45 minutes later, we saw uncle jack's doublewide sitting high on a hill, with a rickety old barn next to it. as we drove up the long, snaking driveway, the ground got less and less dirty and more and more muddy. stepping out of the car, my sneakered foot sank in the mud, and required me to pull with all my 10-year-old might against the loud sucking noise that held tightly to my foot. i walked the entire way to the front door like that.
jack and his lovely, overweight, snaggle-toothed wife greeted us at the door and invited us in. this didn't seem like the kind of place where taking off my shoes would matter, despite the fact that they were covered with muck. we were given special-occasion folding chairs to sit on while jack and his wife occupied the couch, which was exactly the same width as their combined asses. further inspection would have revealed, i'm sure, that the couch was form-fitted to their individual posteriors. they really were lucky people; you can't get tailor-made furniture that fits you that well.
they started talking, the adults, and jack made some comment about business being good.
"your uncle jack is a pig farmer," my father said to me. i looked down at my shoes.
at this point, jack's wife began laughing, and told us how jack had the whole basement, where he reared up the young piglets, rigged up with a watering system he made out of an old toilet. the way she explained it, what would happen was that he would flush this toilet that he took down to the basement, and it, with an elaborate system of PVC piping, would fill up the water troughs for all the in-basement sties.
my parents were impressed, and to tell the truth, so was i. not for the same reasons, though. to me, the truly incredible thing wasn't this feat of hydro-engineering ingenuity, or even the fact that he had somehow added a basement to a doublewide mobile home, it was the fact that these people actually were sharing their home with pigs, and saw nothing wrong or even strange about it.

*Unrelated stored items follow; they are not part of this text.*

PR #25, opened 2024-06-05
HOUSNAV-25: Multi-choice multiple question module

nicholaslyon-dt:
[HOUSNAV-25](https://hous-bssb.atlassian.net/browse/HOUSNAV-25)

## Overview & Purpose
To build the component for the multi choice multiple selection question module

## Summary of Changes
Update the `QuestionMultiChoiceMultiple` to use the new `CheckboxGroup` component
Updated temp state functions to be able to navigate between the first 3 questions to show them

## Side Effects
I fixed 2 bugs in the CheckboxGroup and RadioGroup components that I found
1. Parsed components in text strings weren't set up appropriately
2. Icons were shrinking if the text was wrapping

## Testing
1. Navigate to `Walkthrough 9.9.9`
2. Answer question 1 (any answer will do)
3. Verify question 2 displays with new multichoice multiple selection question
4. Answer question 2 (any answer will do)
5. Verify question 3 displays with new multichoice multiple selection question

## Notes & Resources
I have plans to redo state with the [Mobx React Lite implementation](https://mobx.js.org/react-integration.html) so don't spend too much time reviewing state updates.

### DIFF
--- a/apps/web/components/question/Question.tsx
+++ b/apps/web/components/question/Question.tsx
@@ -1,5 +1,5 @@
 // 3rd party
-import { FormEvent, useCallback, useState } from "react";
+import { FormEvent, useCallback } from "react";
 import { Form } from "react-aria-components";
 // repo
 import {
@@ -21,17 +21,25 @@ import Button from "@repo/ui/button";
 import QuestionMultiChoice from "./question-types/QuestionMultiChoice";
 import QuestionMultiChoiceMultiple from "./question-types/QuestionMultiChoiceMultiple";
 import { parseStringToComponents } from "../../utils/string";
+import {
+  NavigateToNextQuestionFunction,
+  SetAnswerValueFunction,
+  WalkthroughAnswersStateType,
+  WalkthroughAnswerType,
+} from "../walkthrough/Walkthrough";
 import "./Question.css";
 
 interface QuestionProps {
+  walkthroughAnswersState: WalkthroughAnswersStateType;
   questionData: QuestionDisplayData;
   questionId: string;
-  setNextQuestion: (question: string) => void;
+  navigateToNextQuestion: NavigateToNextQuestionFunction;
+  setAnswerValue: SetAnswerValueFunction;
 }
 
 export interface SharedQuestionProps {
-  value?: string;
-  setValue: (value: string) => void;
+  value?: WalkthroughAnswerType;
+  setValue: SetAnswerValueFunction;
   questionId: string;
 }
 
@@ -49,7 +57,7 @@ const getQuestionComponent = ({
   if (isWalkthroughItemTypeMultiChoice(questionData.walkthroughItemType)) {
     return (
       <QuestionMultiChoice
-        value={value}
+        value={value as string}
         setValue={setValue}
         questionId={questionId}
         {...(questionData as QuestionMultipleChoiceData)}
@@ -60,7 +68,7 @@ const getQuestionComponent = ({
   ) {
     return (
       <QuestionMultiChoiceMultiple
-        value={value}
+        value={value as string[]}
         setValue={setValue}
         questionId={questionId}
         {...(questionData as QuestionMultipleChoiceSelectMultipleData)}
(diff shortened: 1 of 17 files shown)


apps/web/components/walkthrough/Walkthrough.tsx
```diff
@@ -17,11 +19,32 @@ interface WalkthroughProps {
   startingSectionId: StartingSectionIdType;
 }
 
+export type WalkthroughAnswerType =
+  | string
+  | string[]
+  | Record<string, string>
+  | undefined;
```
wardm89, line 26: Do we want to actually handle undefined here with the answer type since an undefined answer doesn't make sense we could handle it at a higher level? 

We may have to do this (handle undefined in this type); not sure right now with my understanding of the code.

packages/ui/src/checkbox-group/CheckboxGroup.test.tsx
```diff
@@ -30,12 +30,7 @@ const CHECKBOX_GROUP_OPTIONS = [
   { label: "1 storey", value: OPTION_1_VALUE },
   { label: "2 storeys", value: OPTION_2_VALUE },
   {
-    label: (
-      <>
-        3&nbsp;
-        <Button variant={"glossary"}>storeys</Button>
-      </>
-    ),
+    label: '3 <Button variant="glossary">storeys</Button>',
```
wardm89, line 33:
```suggestion
    label: '3 <Button variant="glossary">storeys</Button>',
```
```suggestion
    label: '3 <Button variant="glossary">stories</Button>',
```
Typo?

packages/ui/src/radio-group/RadioGroup.test.tsx
```diff
@@ -30,12 +30,7 @@ const RADIO_GROUP_OPTIONS = [
   { label: "1 storey", value: OPTION_1_VALUE },
   { label: "2 storeys", value: OPTION_2_VALUE },
   {
-    label: (
-      <>
-        3&nbsp;
-        <Button variant={"glossary"}>storeys</Button>
-      </>
-    ),
+    label: '3 <Button variant="glossary">storeys</Button>',
```
wardm89, line 33: typo?

apps/web/components/walkthrough/Walkthrough.tsx
nicholaslyon-dt: Yeah we'll see. It's currently because of how I'm tracking state but since I'm going to redo that part at a higher level I was waiting to see what comes out in the wash.

packages/ui/src/radio-group/RadioGroup.test.tsx
nicholaslyon-dt: No sadly, that's the Canadian way they spell story in the Building Code so I decided to keep the example as such.

jbook24:
@nicholaslyon-dt when navigating from question to question - are you experiencing the scroll not resetting to the top of the screen?

apps/web/components/question/Question.tsx
```diff
@@ -49,7 +57,7 @@ const getQuestionComponent = ({
   if (isWalkthroughItemTypeMultiChoice(questionData.walkthroughItemType)) {
     return (
       <QuestionMultiChoice
-        value={value}
+        value={value as string}
```
jbook24, line 60: Do we anticipate this being a persistent pattern? Curious if there's a better way to handle this mutation?

packages/ui/src/radio-group/RadioGroup.css
jbook24, line 1: This code seems duplicative of the checkboxGroup.css 
Should we created a shared implementation since they appear to be the same? 
.ui-Checkbox--Icon {.. }

apps/web/components/question/Question.tsx
nicholaslyon-dt: I don't think. I'm hoping I don't have to do it once I redo state at a higher level so I have to pass less things around and everything can just subscribe to what it needs. I'm starting that migration with the footer ticket.

nicholaslyon-dt:
> @nicholaslyon-dt when navigating from question to question - are you experiencing the scroll not resetting to the top of the screen?

I am. I've added it as an AC on the footer ticket https://hous-bssb.atlassian.net/browse/HOUSNAV-22 as it relates more to that functionality of going between questions.

packages/ui/src/radio-group/RadioGroup.css
nicholaslyon-dt: I thought about it when I did the CheckboxGroup component, but I didn't want to optimize too soon. The code is easier to understand with them separate as well. I'm open to changing it thought. Should we create a backlog refinement ticket for this possible optimization?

now, i know that everyone's got to make a living, but i don't think there's anything wrong with me flat-out saying that my standards would not allow me to live with pigs. i don't think my standards are too high. look at all the people who live on the streets of large cities, begging for change and eating from the garbage -- they could probably be living with pigs if they wanted to. and yet they choose not to.

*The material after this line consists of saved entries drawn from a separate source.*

PR #34, opened 2024-06-12
HOUSNAV-19: Side Modal Skeleton

wardm89:
[HOUSNAV-19](https://hous-bssb.atlassian.net/browse/HOUSNAV-19)

## Overview & Purpose

Add Modal popup on side of screen when user clicks a defined term. 

## Summary of Changes

- Adds `ModalSide` component
- Implements `ModalSide` component for all defined terms
- Adds `definedTermModal` case when parsing components to prevent infinite loop of opening modals and enable scrolling to sections within the modal when open
- Adds `--theme-black-opacity-40`
- Adds dummy data for how we can potentially implement this modal

## Testing

- Click any defined term. 
    - Note the sections that the terms navigate to are randomly generated right now 
  
Screenshot 2024-06-12 at 12 35 59 PM

https://github.com/bcgov/House-Innovations-HOUSNAV/assets/7059124/ef51b20f-5eb2-45a0-a97a-2b9922a8f072

## Notes & Resources

- This ticket didn't technically include css formatting for the data in the modal so it's currently a "rough draft" for the CSS.
    - It should be completed with this ticket: https://hous-bssb.atlassian.net/jira/software/c/projects/HOUSNAV/boards/3/backlog?selectedIssue=HOUSNAV-71 
https://react-spectrum.adobe.com/react-aria/Modal.html#modal

### DIFF
--- a/apps/web/components/defined-term/DefinedTerm.tsx
+++ b/apps/web/components/defined-term/DefinedTerm.tsx
@@ -1,7 +1,9 @@
 // repo
 import Button, { ButtonProps } from "@repo/ui/button";
 import { TESTID_DEFINED_TERM } from "@repo/constants/src/testids";
+import { GLOSSARY_SECTIONS, GLOSSARY_TERMS } from "../../../web/tests/mockData";
 import Tooltip from "@repo/ui/tooltip";
+import ModalSide from "@repo/ui/modal-side";
 
 export interface DefinedTermProps extends Omit<ButtonProps, "variant"> {
   term: string;
@@ -14,23 +16,32 @@ export default function DefinedTerm({
   ...props
 }: DefinedTermProps) {
   // TODO: Add glossary term functionality
-  const mockGlossary = {
-    default: { tooltipContent: "Default Tooltip" },
-  };
 
-  return (
+  const button = (
+    <Button
+      variant="glossary"
+      data-term={term}
+      data-testid={`${testid}-${term}`}
+      {...props}
+    >
+      {children}
+    </Button>
+  );
+
+  const tooltipButton = (
     <Tooltip
-      tooltipContent={mockGlossary.default.tooltipContent}
-      triggerContent={
-        <Button
-          variant="glossary"
-          data-term={term}
-          data-testid={`${testid}-${term}`}
-          {...props}
-        >
-          {children}
-        </Button>
-      }
+      tooltipContent={GLOSSARY_TERMS.default.tooltipContent}
+      triggerContent={button}
     ></Tooltip>
+  );
+
+  // TODO: Matt or Nicholas, add correct section for customHandler
+  const randomSection = Math.floor(Math.random() * 10) + 1;
+  return (
+    <ModalSide
+      triggerContent={tooltipButton}
+      sections={GLOSSARY_SECTIONS}
+      scrollToSection={`9.9.9.${randomSection}`}
+    />
   );
 }
--- a/apps/web/utils/string.tsx
+++ b/apps/web/utils/string.tsx
@@ -10,19 +10,22 @@ import parse, {
 import DefinedTerm, {
   DefinedTermProps,
 } from "../components/defined-term/DefinedTerm";
+import Button from "@repo/ui/button";
 
 // Define custom components for html-react-parser
 const definedTermName = "defined-term";
-type CustomComponentTypes = typeof definedTermName;
+const definedTermModal = "defined-term-modal";
+type CustomComponentTypes = typeof definedTermName | typeof definedTermModal;
 type CustomComponentProps = DefinedTermProps;
 const customComponents: Record<
   CustomComponentTypes,
   FunctionComponent<CustomComponentProps>
 > = {
   [definedTermName]: DefinedTerm,
+  [definedTermModal]: Button,
 };
 
-export const parseStringToComponents = (html: string) => {
+export const parseStringToComponents = (html: string, customHandler?: any) => {
   const options = {
     replace: (domNode: DOMNode) => {
       if (domNode instanceof Element && domNode.attribs) {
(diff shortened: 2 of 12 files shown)


wardm89:
Note: This ticket didn't technically include css formatting (we discussed just having a white/empty popup) for the data in the modal so it's currently a "rough draft" for the CSS. I just wanted to get things in a good spot and wanted to test out the "scroll to section" functionality which required at least a little CSS to get it to make sense.
    - It should be completed with this ticket I believe: https://hous-bssb.atlassian.net/jira/software/c/projects/HOUSNAV/boards/3/backlog?selectedIssue=HOUSNAV-71

jbook24:
Are we thinking the formatting cut off text at the bottom would be fixed in HOUSNAV-71 as well? 

image

apps/web/components/defined-term/DefinedTerm.tsx
```diff
@@ -14,23 +16,32 @@ export default function DefinedTerm({
...
-        >
-          {children}
-        </Button>
-      }
+      tooltipContent={GLOSSARY_TERMS.default.tooltipContent}
+      triggerContent={button}
     ></Tooltip>
   );
+
+  // TODO: Matt or Nicholas, add correct section for customHandler
```
jbook24, line 38: Should we link the ticket this should be addressed in?

apps/web/utils/string.tsx
```diff
@@ -42,6 +47,27 @@ export const parseStringToComponents = (html: string) => {
               );
             }
           }
+          case definedTermModal: {
+            // TODO: Matt or Nicholas, add correct section for customHandler
```
jbook24, line 53: Same here?

packages/ui/src/modal-side/ModalSide.css
```diff
@@ -0,0 +1,141 @@
...
+  display: flex;
+  flex-direction: column;
+  padding: var(--layout-padding-large);
+
+  &[data-entering] {
+    animation: modal-slide-in 300ms reverse ease-in;
+  }
+
+  &[data-exiting] {
+    animation: modal-slide-out 300ms reverse ease-in;
```
jbook24, line 38: Curious to understand how this animation performs on slower machines? Do we think a 

will-change: auto is needed?

packages/ui/src/modal-side/ModalSide.tsx
```diff
@@ -0,0 +1,119 @@
...
+      <ModalOverlay className="ui-ModalSide--Overlay">
+        <Modal
+          className="ui-ModalSide--Modal"
+          ref={modalRef}
+          data-testid={testid}
+        >
+          <Dialog className="ui-ModalSide--AriaDialog">
+            {({ close }) => (
+              <>
+                <div className="ui-ModalSide--Header">
```
jbook24: Is there an opportunity to use semantic Html5 within the Modal? 
```

<header> 

<section> 

<div>

<aside>

```
etc..

apps/web/components/defined-term/DefinedTerm.tsx
wardm89: Idts, I'm not sure exactly which ticket it will be but it will definitely be covered when the terms are added and the data structure is implemented.

packages/ui/src/modal-side/ModalSide.css
wardm89: `Warning: will-change is intended to be used as a last resort, in order to try to deal with existing performance problems. It should not be used to anticipate performance problems.`
https://developer.mozilla.org/en-US/docs/Web/CSS/will-change

packages/ui/src/modal-side/ModalSide.tsx
wardm89: done

wardm89:
> Are we thinking the formatting cut off text at the bottom would be fixed in HOUSNAV-71 as well?
> 
> image

You should be able to scroll. (See test video) 
If scrolling doesn't appear then stop and restart the app. If it still doesn't appear what browser are you using and are any errors occuring?

jbook24 (approved):

packages/ui/src/modal-side/ModalSide.tsx
```diff
@@ -0,0 +1,119 @@
...
+                    isIconButton
+                    variant="tertiary"
+                    className="ui-ModalSide--CloseButton"
+                    onPress={close}
+                    data-testid={`${testid}-close-button`}
+                  >
+                    <Icon type="close" />
+                  </Button>
+                </header>
+                <main className="ui-ModalSide--Content">
```
nicholaslyon-dt: I like the semantic updates for a lot of this, but there is already a main on the page and there can only be one main element on a page semantically unless the other one is hidden. Ours is still in the DOM below the modal.

packages/ui/src/variables.css
```diff
@@ -263,3 +263,8 @@
     --question-container-max-width: 53.5rem; /* 856px */
   }
 }
+
+/* CUSTOM */
+:root {
+  --theme-black-opacity-40: #00000040;
```
nicholaslyon-dt, line 269: I've just been putting custom ones at the bottom of the definitions above. I don't mind the breakout here if we want to refactor that to separate them. However, if they are specific to a component I've been trying to namespace them. I could see this being named `--modal-side-overlay-background-color`. Thoughts?

apps/web/utils/string.tsx
```diff
@@ -42,6 +47,27 @@ export const parseStringToComponents = (html: string) => {
               );
             }
```
nicholaslyon-dt, line 50: This is my error but since there was only 1 case it wasn't an issue. I'm getting a warning that we need some `break;`s at the end of our cases now.

nicholaslyon-dt (changes requested):
Left a couple thoughts and fixes. LMK what you think!

apps/web/utils/string.tsx
wardm89: Yeah I see, I missed that they didn't have breaks good catch. I think that's another product of my vscode env wanting to get all it's linting checks from what's in the vscode folder. In other TS repos I have it picks up on those things. 

I may make some more changes to the vscode settings.json to resolve that.

packages/ui/src/variables.css
wardm89: Right now it's technically specific to this component but down the line if we add more modals in we can just use. 

Also, I do like the idea of breaking it out into a "custom" section to separate them from the "defaults" that shouldn't be adjusted.

nicholaslyon-dt: Cool. Do you want to leave a todo note here for a possible code quality refactor later or capture that in a ticket? Not sure on the best way to handle refactoring what's there already.

nicholaslyon-dt (approved):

it was then that jack gave us the grand tour. the basement, another trip through the muck, the barn, and it was here, friends, that he showed us his pride and joy: prissy, the pig who couldn't stand up.
yes, that's right, this hog, this... prissy, was so large that she was no longer capable of standing up. she just lay there on her side, staring into space, panting. it wasn't particularly hot out -- it was cold enough for lots of wet muck -- so i'm not sure why prissy was panting like she was. apparently lying there doing nothing is strenuous for a hog of prissy's girth.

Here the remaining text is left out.